The obelos symbol gets its name from the spit, or sharp end of a lance in ancient Greek. An obelos was placed by editors on the margins of manuscripts, especially in Homer, to indicate lines that were doubtfully Homer's. The system was developed by Aristarchus and notably used later by Origen in his Hexapla. Origen marked spurious words between obelos and metobelos.

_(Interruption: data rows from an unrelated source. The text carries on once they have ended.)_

PR #173, opened 2025-05-12
fix: userId set as empty issue

vgupta98:
## Description

This PR fixes an issue in which empty `userId` was stored in the `Storage` even after calling the `identify` API. This led to missing `userId` in payloads of events even after the user was identified.

## Type of change

- [ ] Documentation update

## Implementation Details

Following changes are done:
1. The logic of clearing the `userId` and `traits` before setting them in the `SetUserIdAndTraitsAction` is removed. Now, when the `identify` call is made, the `userId` and `traits` are overwritten instead of first getting cleared and then written.
2. The `storageDispatcher` is refactored. There are two dispatchers used for storage updation now - `fileStorageDispatcher` and `keyValueStorageDispatcher`. These dispatchers are used for updating of batch files and updating of key-value storage respectively. Both are made as single threaded dispatchers.
3. The number of threads for both the dispatchers is set to 1 to ensure that the coroutines dispatched on it are executed in a sequential manner. This ensures the consistency of values stored in persistence when it is updated using a series of coroutines.
4. The tests in the `SetUserIdAndTraitsActionTest` are updated to remove the verification for clearing of storage.

## Checklist

## How to test?

Ensure that `userId` and `traits` are always present in the payloads after the `identify` call is made and until the `reset` call is made. Check this logic after even after the app is restarted.

## Maintainers Checklist

- [ ] CI tests have passed.

## Additional Context

The missing `userId` issue was occurring because of the following reason - there were two coroutines which were launched to update the `storage` when an `identify` call was made:
1. First coroutine cleared the old userId and traits from storage in the SetUserIdAndTraitsAction.
2. Second coroutine wrote the updated userId and traits on the storage.

Now, once the coroutines are dispatched, they can be run in any order (in case of a multi-threaded dispatcher) by the compiler. Randomly, the clearing coroutine (even though it was dispatched before) was running after the setting coroutine which lead to clearing of the userId and traits after they were being set.

### Performance analysis after increasing number of dispatchers
Since, the dispatcher is created using the method -> `Dispatchers.IO.limitedParallelism(1)`, even though it assigns a new thread for coroutines running on that dispatcher, the thread is assigned from a pool of reserved threads and is killed if not required for a long time. Hence, overall it does not increase the active thread count when the SDK is running but is idle.
In stress scenarios however, we want new threads to spawn to cater the increased demand for processing, hence it is the ideal behaviour.
Hence, overall, there is no performance impact of having a new single threaded dispatcher in the codebase.

### DIFF
--- a/android/src/test/kotlin/com/rudderstack/sdk/kotlin/android/AnalyticsTest.kt
+++ b/android/src/test/kotlin/com/rudderstack/sdk/kotlin/android/AnalyticsTest.kt
@@ -93,6 +93,7 @@ class AnalyticsTest {
             every { analyticsScope } returns testScope
             every { analyticsDispatcher } returns testDispatcher
             every { fileStorageDispatcher } returns testDispatcher
+            every { keyValueStorageDispatcher } returns testDispatcher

There were many other such shorthand symbols, to indicate corrections, emendations, deletions, additions, and so on. Most used are the editorial coronis, the paragraphos, the forked paragraphos, the reversed forked paragraphos, the hypodiastole, the downwards ancora, the upwards ancora, and the dotted right-pointing angle, which is also known as the diple periestigmene. Loosely, all these symbols, and the act of annotation by means of them, are obelism.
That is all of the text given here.